What happened afterwards is still very hazy in my mind. Little Mother and I left the mountains and the Ganges with immeasurable pain, as though we had been visiting some venerable relations and had to leave them, with a broad kunkum on our faces and their hands on our heads, the perfume of their feet in our nostrils. Mother Ganga had her feet all yellowed with turmeric, and she carried the flowers of our evenings in her hair. The Himalaya was like Lord Shiva himself, distant, inscrutable, and yet very intimate there where you do not exist. He was like space made articulate, not before you but behind you, behind what is behind that which is behind one; it led you back through abrupt silences to the recesses of your own familiar but unrecognized self. The Himalaya made the peasant and the Brahmin feel big, not with any earthly ambition, but with the bigness, the stature of the impersonal, the stature of one who knows the nature of his deepest sleep. For in the deepest sleep, as every pilgrim knows, one is wide awake, awake to oneself. And the Himalaya was that sleep made knowledge.
Coming down the ravines by the silent rivulets that ran with us one had the sense of innocence great mountains never give. One felt indeed that neither tiger nor scratching bear, neither python nor porcupine could ever do the smallest hurt; as the epics say, here in this auspicious refuge the deer and the lion drink of the same waters, and the jackal and the elephant are friends. However, one could not forget, for newspapers never let you forget, that not far from Dehra Dun, in the Tarai, the maneaters still roamed, and villagers were just caught in their fields and taken away with the ease that boys catch wagtails in spring. You shoot the tigers, so the Government said, and get five hundred rupees. And yet how tame and wise-eyed the deer under the trees looked, and when the peacocks danced the world seemed touched by the music of the flute.

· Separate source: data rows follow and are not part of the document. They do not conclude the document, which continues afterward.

PR #296, opened 2023-05-23
Tier 1 improvements 2

mrjackv:


python/revng/cli/_commands/fetch_debuginfo/common.py
```diff
@@ -25,6 +27,13 @@ def log_warning(self, message):
 log_warning = logger.log_warning
 
 
+def cache_directory() -> Path:
+    if "REVNG_CACHE_DIR" in os.environ:
```
aleclearmind, line 31: I don't think we need this environment variable.
Let's not overcustomize things, if user wants to customize such things there's an XDG-way to do it..

python/revng/cli/_commands/fetch_debuginfo/common.py
```diff
@@ -29,25 +27,15 @@ def log_warning(self, message):
...
-                with gzip.open(gzip_filename, "rb") as gzip_file:
-                    content = gzip.decompress(gzip_file.read())
-                with open(local_filename, "wb") as debug_file:
-                    debug_file.write(content)
-                os.remove(gzip_filename)
-            else:
-                with open(local_filename, "wb") as debug_file:
-                    shutil.copyfileobj(r.raw, debug_file)
-
+    with requests.get(url, stream=True) as req:
```
aleclearmind, line 39: `s/req/request/`

python/revng/cli/_commands/fetch_debuginfo/common.py
```diff
@@ -29,25 +27,15 @@ def log_warning(self, message):
...
+        if req.status_code == 200:
+            with open(local_filename, "wb") as debug_file:
+                for chunk in req.iter_content(chunk_size=64 * 1024):
```
aleclearmind, line 42: Ah! Nice!

aleclearmind (changes requested):

python/revng/cli/_commands/fetch_debuginfo/common.py
aleclearmind:
```
python/revng/cli/_commands/daemon.py:REVNG_DATA_DIR set, REVNG_PROJECT_ID unset: use '$REVNG_DATA_DIR' as persistence folder
python/revng/cli/_commands/daemon.py:REVNG_PROJECT_ID set, REVNG_DATA_DIR unset: use '$XDG_DATA_HOME/revng/$REVNG_PROJECT_ID'
python/revng/cli/_commands/daemon.py:REVNG_DATA_DIR and REVNG_PROJECT_ID set: use '$REVNG_DATA_DIR/$REVNG_PROJECT_ID'
```

`revng-daemon` should not be aware of the existence of "project IDs". We should just have `REVNG_DATA_DIR` or, better, a command line argument.

> Doing things via xdg in e.g. K8s is really annoying, you have to work things backwards from "I want revng to write its cache-y things in this directory".

Just set `XDG_CACHE_HOME=/tmp`? Let's not reinvent `XDG_CACHE_HOME`.

> Also it's fragile, because suddenly the downstream component needs to know "revng will write in $XDG_CACHE_HOME/revng"

An application (revng) cannot be aware of all the possible ways it will be deployed, it should do something reasonable and do something standard.
Beyond that, it's a duty of the deployer of taking care of additional constraints it introduces (e.g., `$HOME/.cache` not writeable by default).
XDG is a well known and it's a good standard decoupling point. If we fail because we're not handling such a thing as appropriate, it's a bug in hitman.

mrjackv: Let me address the matter in a few parts:

> `revng-daemon` should not be aware of the existence of "project IDs"

That was a really old design and the code just sat there, we can remove it. `hob` writes other files to `$XDG_DATA_HOME` anyways, so there aren't many advantages

> We should just have `REVNG_DATA_DIR` or, better, a command line argument.

The interaction between uvicorn (the asgi server) and `revng.daemon` (our asgi application) does not allow for command line arguments to be passed, this would mean that the cli handler (`revng.cli._commands.daemon`) has to serialize the options to an env variable, I'd just cut the middleman altogether

> Just set `XDG_CACHE_HOME=/tmp`? Let's not reinvent XDG_CACHE_HOME

First of all, I'm OK with using xdg, but as a default.
I've had a look and all application that write to `~/.cache` also have a dedicated environment variable to move it (e.g. [yarn](https://classic.yarnpkg.com/lang/en/docs/cli/cache/#toc-change-the-cache-path-for-yarn) [pip](https://stackoverflow.com/a/64180835) [black](https://black.readthedocs.io/en/stable/contributing/reference/reference_functions.html#black.cache.get_cache_dir) [node-gyp](https://github.com/nodejs/node-gyp/blob/main/README.md#command-options) [helm](https://helm.sh/docs/helm/helm/) [pylint](https://pylint.pycqa.org/en/latest/faq.html#where-is-the-persistent-data-stored-to-compare-between-successive-runs))
I think the basic idea is "if there's no defaul XDG_CACHE_HOME is good enough", but I imagine people wanting to use a different directory (debug info files can be big) without changing XDG_CACHE_HOME. By adding `REVNG_CACHE_DIR` a user can put `export REVNG_CACHE_DIR=/external/directory/outside/of/home` in `.profile` and be done with it without having to move the entire `.cache` tree there (this is also useful with K8s).

>  Just set `XDG_CACHE_HOME=/tmp`

This is sort-of counter productive, because I (in the sense of hitman) might want to mount a semi-persistent directory exclusively for revng and this can only be accomplished by using `/tmp/revng` as the mountpoint and "knowing" that it's the correct one. Also setting it might mean that some other tool starts writing there, which might or might not cause problems.

aleclearmind: > revng.daemon (our asgi application) does not allow for command line arguments to be passed

OK, we can stick environment variables if that's the reason.

About `REVNG_CACHE_DIR`, your arguments are valid but not very very strong and I still lean towards having one less configuration option, do things in a standard way and let specific configurations deal with specific situations.
This said, I'll trust you on this one: let's keep it!

In exchange, let's drop the project ID variable `:)`.

mrjackv: Dropped `REVNG_PROJECT_ID`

Oh where shall I go, Oh where, thou source of virtue,
Kanhayya;
Oh where when the flute plays, and the cattle come to thee?
Mira the poetess is so northern. She a Rajput princess could treat God, could treat Sri Krishna, her Kanhayya as she, would Rathor. She could count the jewels of his howdah, admire the rings on his fingers, whisper that the cavalry move quicker and the drums beat as Royalty advances. And by pool and archway would the women await, with kunkum water and coconut and flower in hand, to welcome this great God, this Principle, this Presence amidst them. The pools suddenly grew lotuses, the parrots suddenly sang, ‘Hari is come. Sister, Hari is come,’ and the peacocks would pull their tails and offer that he wear a crown of their feathers. The black deer, hearing the sound of music, came to him as in the Rajput paintings, their heads lifted and their ears laid back, listening to the music that came from the flute.
Muraré, I have brought thee the butter of my heart,
And when the pyre is ready, Lord, light it thyself;
Let my ashes serve as tilak on thy brow.